WORK TO BE COMPLETED: Return every line below in which "think" appears.

RECORDS SUPPLIED:
+--
PR #283, opened 2021-12-12
Add log4shell scripts + Mitigation blog post

freeqaz:
This should help people out.


factoidforrest:
nice.  I was wondering if we might want to make this part of our main CLI.  For business reasons.

docs/blog/2021-12-11-log4j-zero-day-migitation-guide.md
```diff
@@ -0,0 +1,173 @@
...
+:::
+
+<!--truncate-->
+
+## 1. Determine if you're impacted
+
+This vulnerability affects anybody who's using the log4j packages (`log4j-core`, `log4j-api`, etc). That means it's
+primarily Java, but other languages like Scala, Groovy, or Clojure are also impacted.
+
+### By Checking Package Hashes
```
factoidforrest, line 49: Say up top that we wrote a CLI tool to make it easy.

factoidforrest: Yeah i think we should move all of this into option 2

js/sdks/packages/log4shell/entrypoint.sh
```diff
@@ -0,0 +1,19 @@
+#!/bin/bash
```
factoidforrest, line 1: There's no JS in this tool whatsoever, and its not really one of our SDKs.  We can publish packages out of the `/tools` directory (nothing stopping us from doing that).  That would make a bit more sense to me, personally.

PR #284, opened 2021-12-13
improve DNS test paragraph

factoidforrest:
I didn't end up linking to the source as that tool is kinda big, and you can find the source on the website itself really easily


factoidforrest:
Okay ready to merge IMO, please land when ready

freeqaz (approved):

PR #296, opened 2021-12-14
Adding command for running log4shell hotpatch server

breadchris:
The log4shell hotpatch server can be used to exploit the log4shell vulnerability to prevent further exploitation until a more permanent mitigation is rolled out.


factoidforrest:
We should tag a new version yeah?  In the constants/version.  1.1.0?

PR #297, opened 2021-12-14
Mitigation edits forrest

factoidforrest:
Sorry for the doubled up commits, shouldn't have reused the branch. 

Adds the mailchimp contact form.  Hitting tab to go to the next input doesn't work for me, docusaurus is not a fan of forms.  Truly.   This lib doesn't let you modify tabIndex.  For now I think we just accept it.  

A few other rewordings here and there, including a factual correction of not mention log4j-api because its not actually vulnerable according to people yelling on reddit at us.

I took out some of the mentions of "secure by default" on the resources list because they didnt have much to do with what we were listing, like scanners and mitigation tools.


freeqaz (approved):
This is great, thank you!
+--
TASK OUTPUT:
factoidforrest: Yeah i think we should move all of this into option 2
Adds the mailchimp contact form.  Hitting tab to go to the next input doesn't work for me, docusaurus is not a fan of forms.  Truly.   This lib doesn't let you modify tabIndex.  For now I think we just accept it.  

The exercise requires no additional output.